Saturday, October 30, 2010

here's my 11.

I was sitting at the kitchen table with my best friend, Terri.

I remember that as though it were yesterday. I can still see her at my mom's "place" at the table (I was sitting at my stepdad's), smiling and joking with me, as we talked about how lame church was going to be. She was pretty proud of herself because she had somehow ducked the entreaties to go, made by our friend Steph.

We were anti-church. I'm not entirely sure why. I had felt slighted after being laughed at years before by the other kids at my grandmother's Methodist church--I was the only kid who didn't know the Lord's Prayer (ironically, the recitation of that prayer became my favorite moment of Episcopalian services). Terri had been raised catholic.

I told her Steph's mom was picking me up by 6:45. I didn't want to go. I remember whining and making faces, and her repeatedly rubbing it in my face that she had said no.

I remember running out to the car when Mrs. DePasquale got to my house. The church was (and is) about 10 blocks away, in the center of our little suburb of Zion--a lakefront community founded by Reverend Dr. John Alexander Dowie, a faith-healer from Scotland. Hence the name of the town. I've since learned that he is intimately linked to the beginning of the Pentecostal movement, though the church he founded, the same that founded my own faith, now bears no resemblance to Pentecostalism.

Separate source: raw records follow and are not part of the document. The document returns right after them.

PR #1222, opened 2016-06-16
make verify a blocking build

mikedanese:
cc @lavalamp

### DIFF
--- a/mungegithub/mungers/submit-queue.go
+++ b/mungegithub/mungers/submit-queue.go
@@ -51,11 +51,11 @@ const (
 	claYesLabel            = "cla: yes"
 	claHumanLabel          = "cla: human-approved"
 
-	jenkinsE2EContext  = "Jenkins GCE e2e"
-	jenkinsUnitContext = "Jenkins unit/integration"
-	jenkinsNodeContext = "Jenkins GCE Node e2e"
-	travisContext      = "continuous-integration/travis-ci/pr"
-	sqContext          = "Submit Queue"
+	jenkinsE2EContext    = "Jenkins GCE e2e"
+	jenkinsUnitContext   = "Jenkins unit/integration"
+	jenkinsVerifyContext = "Jenkins verification"
+	jenkinsNodeContext   = "Jenkins GCE Node e2e"
+	sqContext            = "Submit Queue"
 
 	retestNotRequiredMergePriority = -1 // used for retestNotRequiredLabel
 	defaultMergePriority           = 3  // when an issue is unlabeled
@@ -67,6 +67,13 @@ var (
 	_ = fmt.Print
 	// This MUST cause a RETEST of everything in the sq.RequiredRetestContexts
 	retestBody = fmt.Sprintf("@%s test this [submit-queue is verifying that this PR is safe to merge]", jenkinsBotName)
+
+	requiredContexts = []string{
+		jenkinsUnitContext,
+		jenkinsE2EContext,
+		jenkinsNodeContext,
+		jenkinsVerifyContext,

It was Halloween, 1999. Steph had convinced me to go to Sunday night youth group, then called "Big Stuff," at Christ Community Church (clearly not the name that Dowie had christened it with). God intervened. I said yes. I had Terri come over beforehand because I was so not enthused about going. I got in the car. And from the entire evening I remember only one moment: creaming Steph on the nose with a chocolate-covered marshmallow. Youth ministry is so great.

We played this game that involves partners--one standing on a chair, one lying down underneath the chair--a teacup full of sticky chocolate sauce, and a handful of marshmallows. If you've ever gotten within ten feet of a youth group, I'm sure you can figure it out.

I don't remember when I first said yes to Christ. I don't have a journal from that year. I've got a couple of letters or writings here or there, from a few months later, in which I'd clearly felt like the decision had been made.

But whatever happened that night, or that year, it set the course for today, and tomorrow. I've heard often this phrase about how some people have enough church in them to never really be at home in the world. People tell me that growing up in the church never really leaves you. Studies show that there is a window of years in which the gospel should be taught, if kids are to carry faith successfully into adulthood.

I wasn't really very young when I first met Christ. But though I didn't "grow up in the church," I think I've always had just enough Christ to ruin the world for me. That first encounter, though it was brief, and though it led very shortly to a complete dismissal of all things Christian, was enough. It was enough to hold me for life. To bring me back. To leave me at every altar in Galesburg, IL. To keep me at a megachurch. To make me accept once, fall, then accept again and finally.

Oh, Father. You didn't have to bring me back, but You did. You didn't have to bring me at all. But You did. You have brought me every good thing, and my whole soul is grateful. My whole soul is Yours.